I nod my head, part surprised someone in his position would use those kinds of words, but part appreciative that he’s telling it to me straight.

 

He opens the door to our office, allowing me to walk in first.  “And that’s not all,” he says.

 

“Okaaay?”

 

“There’s someone here to talk to you.  They’re waiting in my office.  I just wanted to let you know what you’re walking into before —”

 

“Time’s up, Davies.  I told you to bring her straight to me.”  His eyes move from Jonathan to me.  “Are you Brittney Upton?”

 

“Yes, sir,” I say.  The man’s in civilian clothes, but he’s got a badge around his neck.  He looks eerily familiar, but I can’t quite place him.

 

“Please.  Right this way,” he says, ushering me into my boss’ office.  “Have a seat.”

 

This wasn’t exactly the way I expected to find myself in the boss’ office.  I was hoping to make it in here for a pat on the back for a job well done at some point in the future, not to be interrogated…or at least that seems to be Mr.
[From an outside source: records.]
PR #2437, opened 2021-08-25
[docs-only] Update theme configuration in ocis-wopi, ocis-hello examples

pascalwengerter:
## Description
Current (outdated) config relies on fallback


wkloucek:
But that means our default in oCIS is also invalid!? -> https://owncloud.dev/extensions/web/configuration/

```
-web-config-theme | $WEB_UI_CONFIG_THEME
Theme. Default: "owncloud".
```

pascalwengerter:
> But that means our default in oCIS is also invalid!? -> https://owncloud.dev/extensions/web/configuration/
> 
> ```
> -web-config-theme | $WEB_UI_CONFIG_THEME
> Theme. Default: "owncloud".
> ```

Most definitely yes. Also not sure if it takes precedence over whatever is written in the config file (which from my POV would be expected behavior)

pascalwengerter:
@wkloucek rebased, found another broken example of the theme path in the drone config (fails silently with a sane fallback but 1 less console error), fixed the flagset default. Could you re-review and merge if happy?

web/pkg/flagset/flagset.go
```diff
@@ -170,7 +170,7 @@ func ServerWithConfig(cfg *config.Config) []cli.Flag {
 		},
 		&cli.StringFlag{
 			Name:        "web-config-theme",
-			Value:       flags.OverrideDefaultString(cfg.Web.Config.Theme, "owncloud"),
+			Value:       flags.OverrideDefaultString(cfg.Web.Config.Theme, "https://localhost:9200/themes/owncloud/theme.json"),
```
wkloucek, line 173: we at least need to use OCIS_URL in that case as a fallback URL. Are relative paths also supported?

wkloucek (changes requested):

web/pkg/flagset/flagset.go
wkloucek: which actually gets quite ugly because OCIS_URL ist just expected to have the protocol+host part (eg. https://localhost:9200)

pascalwengerter: What's your suggestion? The default is "check in the config file for web" which goes looking at whatever path is provided and if that one fails it loads the default theme we ship inside `web`...

refs: Just so I'm on the same page, the semantics of `$WEB_UI_CONFIG_THEME`, as I gather from the above discussion, is an endpoint where web downloads the theme? If that is the case we have to rename it to `$WEB_UI_CONFIG_THEME_URL`, since web expects a URL (in the strict definition of URL, which means no relative paths, since it is not a resource...)

Or else it looks to me that we have 2 config values to build the path that @wkloucek described above:

`"https://localhost:9200/themes/owncloud/theme.json"` is the combination of:

`{$WEB_UI_CONFIG_SERVER || $OCIS_URL}/themes/{$WEB_UI_CONFIG_THEME}/theme.json`

And both of them have the default set so the end result is a URL that @wkloucek described above. But these changes probably go beyond the scope of this ticket since it is docs-only 😸

wkloucek:
> @wkloucek CI is very unhappy, could you check locally if the code is correctly formatted and unit tests pass?

just a old starlark... Will rebase

PR #2452, opened 2021-08-30
[docs-only] add hint about service startup time

wkloucek:
## Description
Some deployment examples take some time to start. Therefore a user could be confused that it is not working yet. So I added following hint to all examples:

`You may need to wait some minutes until all services are fully ready, so make sure that you try to reload the pages from time to time.`


pascalwengerter (approved):
LGTM 📝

Big Shot’s plan.

 

“My name is Detective Freeman.  I need to ask you a few questions about yesterday.”

 

“Okay,” I say.  “Is everything okay?”  I feel my legs shaking against the plush leather chair beneath me.  I didn’t know such an extravagant chair, which was built specifically for comfort, could be so uncomfortable.

 

“Brittney, were you at the Veterans Day Parade yesterday at approximately 10:50 a.m.?”

 

“Yes, sir.”

 

“And what were you doing at the parade yesterday?”

 

Suddenly the door comes flying open.

 

“I said no—”

 

The detective is cut off mid-sentence.  The man standing in the doorway is much, much bigger.  He’s much, much wider and a whole lot thicker than the detective.

 

I feel like I’m watching one of those old Clint Eastwood Westerns with my dad.  The ones where Clint steps inside the saloon, and the swinging doors come flying open.  Ol’ Clint would be backlit to the point he wasn’t visible…just a silhouette of the stranger who just rode into town.  You could hear the shiny spurs on those old leather worn out boots clickety-clackin’ as he took his first step inside.  Each and every patron in the bar wouldn’t say a word as they turned their head and pretended to sip their drinks and just generally mind their own business.  Nobody wanted a piece of Clint Eastwood.  He was the biggest, baddest man not from this town.  And messing with him meant he was gonna put a guar-an-teed whoppin’ on ya.

 

But this was no Spaghetti Western.  And we weren’t in southern Italy and Sergio Leone and Clint Eastwood were nowhere to be found.

 

But there was an entirely different kind of knight errant standing in front of me right now.  A modern version.  The kind of man who needs to be bigger, and tougher, than the baddest man the city has to offer.  A man who seems dark, but only because that’s what it takes to do some of the things he has to do to keep people like me safe.

 

It’s been a few years…more than a few actually, but I recognize him instantly.

 

It’s the guy I had my first crush on in high school.  But I shouldn’t really call it a crush.  It was more like an obsession.  I wrote his last name after my first name on my school notebooks.  I sketched his picture in the back of the same notebooks in-between classes.

 

And he wasn’t a guy.  He was a man.  At a time most girls were crushing on the latest and greatest boy band singers, I only had my eyes on him and him alone.

 

Sean Verlander.  My dad’s best friend.